But then locating their evil camp close to a built-up area could have been a strategy to evade detection. Who would have imagined that some people could have been so brazen as to run a slave camp literally under the nose of other city dwellers? The culture of impunity that has permeated every aspect of the Nigerian society would remain with us for a long time to come. Politicians and other state officials are merciless in their looting of the treasury. They amass wealth without fear of discovery even as their ostentatious and extravagant lifestyle seems to mock the relevance of the many anti-corruption agencies that populate our country, daring them to discover the source of their stolen wealth if they could.
Armed robbers are no less brazen: they serve their victims advanced notice of their visit and take their time to rob as freely as they could and rape as many as suits their fancy.

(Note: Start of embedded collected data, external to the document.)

Issue #323, opened 2018-09-10
Tests failing because default formatter changed


davidwagner:
Some of the tests with `make test` are failing, because the default format for numbers changed: instead of displaying numbers as `12345`, the default formatter now displays them as `12,345`.  Is there any reason why this is a problem?  If not, we should just update the tests.

papajohn:
I think we should just update the tests.

davidwagner:
OK.  See PR #331: it should fix this.

davidwagner:
Gaah! It looks like I've just caused problems here.  I tested on my local system but not on Travis, and the two don't behave identically.  Now that PR #331 has been merged, the tests pass on my local build, but they fail on Travis (e.g., https://travis-ci.org/data-8/datascience/builds/430716572).

Looking into this further, it seems to be a difference between Python 3.6 vs 3.7.  With Python 3.6, 123456 gets formatted as `123,456`.  With Python 3.7, it gets formatted as `123456`.  My local system has 3.6 installed.  Travis seems to be using 3.7.  (On the surface `.travis.yml` seems to specify 3.6, but I think using `Miniconda3-latest` overrides that with the latest version of Python, which is now 3.7.)

I apologize.  Rather than fixing a problem, I seem to have created a problem.  How would you like to resolve this?  Should I generate a pull request that reverses the test cases to use the format that will appear on Travis and Python 3.7 (back to where we were before merging PR #331)?

deculler:
We really don't want Tables to be specific to.one version of python.  We
had better fix the test to accept either.

davidwagner:
OK, I'm very confused.  It isn't Python 3.6 vs 3.7 that explains the difference after all.  Still trying to narrow down what is the difference between these two Python environments.  (Current hypothesis: it might be locale-specific.)

deculler:
Yes, they behave differently but we want Tables to be available and pass
its regression tests in either.  We do need to limit what versions we
support, but it would seem we need to accommodate both in the tests.  It is
used far beyond our offering of a course.

adnanhemani:
As is, this library will not even run the tests due to errors in formats.py in Python 3.4. Unsure of how to fix this, but I have confirmed it is an issue with backwards compatibility in py3.4 - when I upgraded my virtual environment to py3.7, this was no longer an issue. Pasting my error code below for future reference:

___________________________________________________ ERROR collecting tests/test_formats.py ____________________________________________________
[...]

PR #329, opened 2018-09-12
Update dependency version numbers

### LINKED ISSUE #328: Update dependencies to specify newer version of setuptools
I think we need to update the version of the `setuptools` package used.  `linux_environment.yml` specifies setuptools 19.6.2, and I think that's causing the Travis build to break.

The Travis build goes awry in running `python3 setup.py install`; it tries to `pip install folium==0.2.1`, which triggers an install of `requests>=1.0.0`, which triggers an install of `docopt>=0.6.1`, which triggers an install of `PyYAML>=3.10`, which triggers an install of `pathlib2>=2.2.0`, which triggers the following error message:

``error: Setup script exited with error in pathlib2 setup command: 'install_requires' must be a string or list of strings containing valid project/version requirement specifiers; Expected version spec in scandir;python_version<"3.5" at ;python_version<"3.5"``

It appears that this is an [environment marker](https://www.python.org/dev/peps/pep-0508/#environment-markers), and I think setuptools 19.6.2 doesn't support environment markers.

And the ritual killers? They pick their victims in broad daylight, push them into vehicles and carry them away in the presence of eager onlookers without anyone asking questions. Since certain categories of Nigerians such as security men are thought to be above the law, they can do as they please in public. They can arrest or shoot other citizens at will.
Ritualists disguised as law enforcers have now obviously bought into this trick and now carry people into slavery and keep them for months or years without anyone being wiser. This was how some found themselves at the Ibadan slave camp. For many years, Ibadan appeared to live up to its reputation and origin as a former war camp. It was volatile and violence-prone. Even as the regional capital of western Nigeria, violence was not far from Ibadan. But it was a relatively peaceful place, a melting pot of various Yoruba groups as well as Nigerians from other parts of the country. When politicians have allowed it, Ibadan has been quiet. But the sprawling nature of Ibadan with its huge population of uneducated youths made it a favourite recruitment spot for politicians interested in disrupting the peace of the city that combines modernity with unbelievable rusticity in many parts.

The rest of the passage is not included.